The common problems of the implants are the loosening of the screw-bone interface, extraction, and insufficiency of the instruments after the lumbar arthrodesis (the catastrophic screw or hardware failure)6. Product of the working circumstances of the clamp, when the spine is bent forward, the screws tend to come out of the bone. On the other hand, due to the direction of the loads caused by the patient's weight, the screws can fail at shear loads. One aspect to take into account is the cyclical nature of the loads caused by the gear, which brings about the risk of failure due to fatigue, mainly in the concentration zones of stress located in the threads of the threads31.
As limitations of the model, only the compression loads in the vertebral body were considered in the present study. According to Matsukawa et al.11, the load in axial direction to the axis of the screw that can resist the bone before the loosening occurs is 1040 ± 268 N. Although with a marked effect on the screws, the fatigue caused by the cyclic nature of the loads brought about the march may also be present in the bone tissue and it can affect the screw-bone interaction, causing the non-resistance of the bone to the loads reported by Matsukawa et al.11
For future analysis, adjacent segments and intervertebral discs should be included, although only the screw-bone interface was studied, other researchers suggested that spinal fixation is a possible cause of degeneration of adjacent disc segments. It has been suggested that mechanical loads and stresses alter the structure and the failure properties of the disc, which eventually leads to the degeneration of the intervertebral discs. In addition, the greater rigidity induced by the pedicle screws could be attributed to the main function they perform to restrict the fused joint during flexion-extension loading conditions. To counteract the damage in discs of the adjacent segments, it is decided to reduce the rigidity of the instrumented segment.
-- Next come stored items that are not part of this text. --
PR #3497, opened 2026-08-17
fix(imitation): improve collection safety and episode handling

ruthwikdasyam:
## Contribution path

## Problem

Imitation collection performed unnecessary pose/TF lookup for semantically poseless streams, could stop its recorder before final producer events, and did not clearly report an episode left open at the end of a recording.

Quest disconnects could also leave stale controller engagement active, and invalid episode button mappings were silently ignored.

## Solution

- Keep collection streams explicitly poseless and disable TF recording
- Stop camera, teleop, coordinator, and episode producers before the collection recorder
- Persist an explicit discard when shutdown interrupts an active episode
- Clear Quest controller state on the final client disconnect, publish a zero-button safe command, require fresh reconnect state, and reject unknown controller identities
- Validate episode button mappings at startup
- Extend dataprep inspection to report incomplete source episodes separately from saved/discarded episodes.
- Add a real SQLite-to-HDF5/LeRobot integration test

## How to Test

Run the recording inspector against a collection database:

`dimos dataprep inspect /path/to/session.db`

Automated verification:

`uv run pytest dimos/memory dimos/imitation dimos/teleop/quest -q`

`uv run mypy dimos/`

`uv run pre-commit run --all-files`

Results: 541 tests passed, mypy passed across 999 source files, and all pre-commit hooks passed.

## AI assistance

OpenCode with GPT-5.6 Sol was used extensively for codebase analysis, implementation, merge-conflict resolution, tests, and verification. The changes and generated tests were reviewed through focused diffs, type checking, pre-commit, and the affected test suites.

## Checklist


dimos/imitation/collection/episode_monitor.py
```diff
@@ -62,14 +63,33 @@ class KeyPress(BaseModel):
...
+
+
 class EpisodeMonitorModuleConfig(ModuleConfig):
-    button_map: dict[EpisodeCommand, str] = {
-        "toggle": "B",
-        "discard": "Y",
-    }
-    keyboard_map: dict[EpisodeCommand, str] = {}
+    button_map: dict[EpisodeCommand, str] = Field(default_factory=_default_button_map)
+    keyboard_map: dict[EpisodeCommand, str] = Field(default_factory=dict)
```
mustafab0, line 72: Should also make a `_default_keyboard_button_map` too

mustafab0 (dismissed):

dimos/imitation/collection/episode_monitor.py
ruthwikdasyam: yes, once we later add keyboard buttons to start/stop, we can add that

mustafab0 (approved):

According to Elmasry's study32, the mobility and stresses experienced by a spinal segment increase when neighboring segments are fused. Therefore, control of the stresses generated in the adjacent segment due to the implanted construction provides an indication of the potential risks of degeneration in the adjacent intervertebral disc.
According to the study of mobility of the intervertebral discs in posterior pedicle fixation performed by Rohlmann et al.27, to achieve a natural intervertebral movement, an elastic modulus of the low rod is required, while to reduce the intradiscal pressure, a high rod rigidity is required. On the other hand, to reduce the forces of the facet joint, it is necessary that the connection between the rod and the pedicle screw is rigid. Hence, it can be deduced that the degree of mobility of the instrumented spinal segment will be sacrificed.
Conclusions
According to the analysis of stress distribution, the zones of contact between the screw and the bone are susceptible to bone tissue failure because they are close to the stress of bone failure of 2,37 ± 1.14 MPa reported in literature. The posterior half of the vertebral body was the most sensitive to high values of stress, while in the areas furthest from the axis of the screw stresses tended to their minimum magnitude. From the obtained result, it is recommended that the patient cannot carry out heavy activities because a higher demand on the spine results in an increase in strength, therefore, an increase in the stress inside the bone.